Post office savings of 1, 2 and 3 year term deposits and 5-year recurring deposit currently fetch 8.4 per cent interest per annum. Kisan Vikas Patra or KVP currently provides for doubling of principal in 100 months (8 year 4 months).

“The 25 basis points spread that 1 year, 2 year and 3 year term deposits, KVPs and 5 year Recurring Deposits have over comparable tenure Government securities, shall stand removed with effect from April 1, 2016, to make them closer in interest rates to the similar instruments of the banking sector,” the statement said.

The move, it said, would help the economy move to “a lower overall interest rate regime eventually and thereby help all, particularly low-income and salaried classes”. The government has also permitted pre-mature closure of PPF accounts “in genuine cases”, like cases of serious ailment, higher education of children.

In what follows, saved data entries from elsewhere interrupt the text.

PR #155, opened 2026-02-02
feat(commands): use positional args for org/project selection

BYK:
## Summary

Replace verbose `--org` and `--project` flags with GitHub-style positional arguments for `issue list` and `project list` commands, inspired by the `gh` CLI.

**Before:**
```bash
sentry issue list --org sentry --project cli
sentry project list --org sentry
```

**After:**
```bash
sentry issue list sentry/cli     # explicit org and project
sentry issue list sentry/        # all projects in org  
sentry issue list cli            # find project across all orgs
sentry project list sentry       # list projects in org
```

## Changes

- Add `parseOrgProjectArg()` utility for parsing `<org>/<project>` patterns
- Add `findProjectsBySlug()` API function to search projects across orgs
- Refactor `issue list` to use positional argument instead of flags
- Refactor `project list` to use positional argument instead of flag
- Change cross-org collision alias separator from `:` to `/` (e.g., `o1/d` instead of `o1:d`)
- Update help text and error messages
- Add tests for new functionality

## Breaking Changes

- `--org` and `--project` flags removed from `sentry issue list`
- `--org` flag removed from `sentry project list`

“This shall be permitted with a penalty of 1 per cent reduction in interest payable on the whole deposit and only for the accounts having completed five years from the date of opening,” it added.

The interest rate for every quarter would be decided on the 15th of the preceding month. Giving example, the Ministry said the rate for April-June quarter would be set on March 15 and would be based on G-Sec rates that prevailed in the three months of December, January and February.

“The compounding of interest, which is biannual in the case of 10-year National Saving Certificate, 5-year National Saving Certificate and KVP, shall be done on an annual basis from April 1,” the statement added.

The Finance Ministry said that small saving interest rates are perceived to limit the banking sector’s ability to lower deposit rates in response to the monetary policy of the Reserve Bank of India.

“In the context of easing the transmission of the lower interest rates in the economy, the government also has to take a comprehensive view on the social goals of certain National Small Savings Schemes (NSS),” it added.

The NSS, regulated by the Finance Ministry, offer complete security of investment combined with high attractive returns.

These schemes also act as instruments of financial inclusion especially in the geographically inaccessible areas due to their implementation primarily through the Post Offices.